KBÜ Metalurji ve Gereç Mühendisliği Kısmından Prof. Dr. Ali Güngör ve doktora öğrencisi Yousef Mustafa Salem Fhail Boom, TÜBİTAK 1002 projesi kapsamında otomotiv ve havacılık dallarında kullanılmak üzere hafif ve yüksek dayanımlı magnezyum alaşımlarını geliştirdi. Bu projeyle, hem yakıt tasarrufu sağlanması hem de sera gazı emisyonlarının azaltılması hedefleniyor.
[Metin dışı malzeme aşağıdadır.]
PR #3025, opened 2019-08-29
feat: Add ability to disable building libraries

remyabel:
Fixes #3024

---
This change is [Reviewable](https://reviewable.io/reviews/googleapis/google-cloud-cpp/3025)

PR #3177, opened 2019-10-02
update release notes [skip ci]

mr-salty:
This change is [Reviewable](https://reviewable.io/reviews/googleapis/google-cloud-cpp/3177)

### DIFF
--- a/google/cloud/bigtable/README.md
+++ b/google/cloud/bigtable/README.md
@@ -46,7 +46,7 @@ Apache 2.0; see [`LICENSE`](../../../LICENSE) for details.
 
 ### v1.3.x - 2019-10
 
-* *no bigtable-specific changes; see [common](../README.md) v0.12.x*
+* bug: fix runtime install directory (#3063)
 
 ### v1.2.x - 2019-09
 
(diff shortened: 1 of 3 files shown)


google/cloud/bigtable/README.md
```diff
@@ -42,7 +42,11 @@ Apache 2.0; see [`LICENSE`](../../../LICENSE) for details.
 
 ## Release Notes
 
-### v1.3.x - TBD
+### v1.4.x - TBD
+
+### v1.3.x - 2019-10
```
coryan: nit: I would just duplicate the other release note, but I also do no think it is that important.

mr-salty:
___
*[google/cloud/bigtable/README.md, line 47 at r1](https://reviewable.io/reviews/googleapis/google-cloud-cpp/3177#-LqDYfnzY_y0r_cY9JId-r1-47:-LqDawjU4ku3C3clCqaC:b-73d2lo) ([raw file](https://github.com/googleapis/google-cloud-cpp/blob/7e3aa29f8ff1923bb6088ab8ba0119421c89d3ec/google/cloud/bigtable/README.md#L47)):*

I can go either way on that, I noted that bww "pulled up" some common changes in the prior version like #3025 so I did the same for consistency. I suppose it will not matter once the repos are split.
</blockquote></details>

Actually I guess the splitting makes a good argument for duplicating, so I'll do that.

mr-salty:
Can I get a LG or do we have edits to the notes?

PR #3197, opened 2019-10-13
feat:new helper function for 'archive' storage class

### LINKED ISSUE #3075: Create new helper function for "archive" storage class.
We have a number of helper functions for storage class:

https://github.com/googleapis/google-cloud-cpp/blob/e9ccd39d9f12066f43d77f621fdb560a6a0a178b/google/cloud/storage/storage_class.h#L26-L54

We need to add another one of these for `ARCHIVE`.

manish-qlogic:
This fixes #3075

---
This change is [Reviewable](https://reviewable.io/reviews/googleapis/google-cloud-cpp/3197)

### DIFF
--- a/google/cloud/storage/lifecycle_rule.cc
+++ b/google/cloud/storage/lifecycle_rule.cc
@@ -54,6 +54,10 @@ LifecycleRuleAction LifecycleRule::SetStorageClassDurableReducedAvailability() {
   return SetStorageClass(storage_class::DurableReducedAvailability());
 }
 
+LifecycleRuleAction LifecycleRule::SetStorageClassArchive() {
+  return SetStorageClass(storage_class::Archive());
+}
+
 LifecycleRuleAction LifecycleRule::SetStorageClass(std::string storage_class) {
   return LifecycleRuleAction{"SetStorageClass", std::move(storage_class)};
 }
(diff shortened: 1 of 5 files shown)


coryan:
> * Would we want to add Archive to the integration test as well? See https://github.com/googleapis/google-cloud-cpp/blob/150aaf8296a5dba47dd28e2a448e4bdea46f9037/google/cloud/storage/tests/bucket_integration_test.cc#L83

Maybe, the goal of that integration test is to verify we can change the storage class field value, any valid value would be acceptable in the test.  Feel free to open a separate issue if you think it is important.

> * In the future we should probably wait to merge until the feature is no longer behind a flag (though not a big deal this time).

I disagree. In general, we merge as soon as possible, and will continue to do so. Gating on everything to be "just so" is a sure way to kill velocity.

tritone:
1. Makes sense, no need to add it to the integration test in that case.
2. I definitely understand that you don't want to leave PRs sitting unresolved, but it does seem like it would be disorienting to users that we allow them to make calls  which will fail because the feature is not ready yet. Would it be preferable to just assign the work later in a situation like this? Or do you think it's not a big deal from a user perspective? I guess it's only a matter of weeks until release...

Issue #3016, opened 2019-08-26
Implement helper function to recursive compose objects.


coryan:
The JSON API is limited to composing 32 objects at a time:

https://cloud.google.com/storage/docs/json_api/v1/objects/compose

Enerji kaynaklarının hudutlu olması nedeniyle hafif materyallere yönelik arayışların arttığını vurgulayan Prof. Dr. Ali Güngör, "Enerjiye olan talep her geçen gün artıyor. Biz de ‘Yakıt tasarrufu konusunda ne yapabiliriz?’ sorusuna tahlil arayarak hafif metaller üzerinde çalıştık" dedi. Magnezyumun bilinen en hafif metallerden biri olduğunu belirten Prof. Dr. Güngör, bu özelliğin kara ve hava taşıtlarında değerli avantajlar sağladığını söz etti. "Magnezyum, alüminyuma kıyasla yüzde 36, demire kıyasla yüzde 78 daha hafiftir. Bu da çeşitli araçlarda kıymetli yakıt tasarrufu sağlamaktır" diyen Güngör, magnezyumun dayanımının ve korozyon direncinin düşük olması ve şekillendirilebilme zorlukları nedeniyle endüstriyel kullanımının sonlu olduğuna dikkat çekerek bu dezavantajları gidermek için magnezyuma çeşitli elementler eklediklerini lisana getirdi. Güngör, magnezyum alaşımlarının otomotiv dalında direksiyon simidi, iç kapı iskeleti, koltuk iskeleti, şanzıman kutusu üzere birçok modülün üretiminde kullanıldığını söyledi. Magnezyumun araba sacı olarak kullanılması için 6000 serisi denilen alüminyum alaşımlarının akma dayanımına eşit olması gerektiğini anlatan Güngör, "Biz bu çalışmalarda düşük oranlarda alüminyum, çinko, kalsiyum ve manganez içeren magnezyum alaşımlarını döküm yoluyla ürettik. Akabinde uyguladığımız ısılı süreç ve sıcak haddeleme tekniklerini kullanarak, akma dayanımı 155 megapaskal, çekme dayanımı 240 megapaskal olan ve düzlem şekillendirilebilirlik özelliğine sahip magnezyum alaşımlarını üretmeyi başardık" diye konuştu. Elde edilen sonuçların, daha yüksek performanslı magnezyum alaşımlarının üretilebileceğini gösterdiğini belirten Prof. Dr. Güngör, bir sonraki kademede üretim süreçlerini daha da geliştirerek patent müracaatında bulunacaklarını aktardı.

Yorum Yaz

Gönderdiğiniz yorum moderasyon ekibi tarafından incelendikten sonra yayınlanacaktır.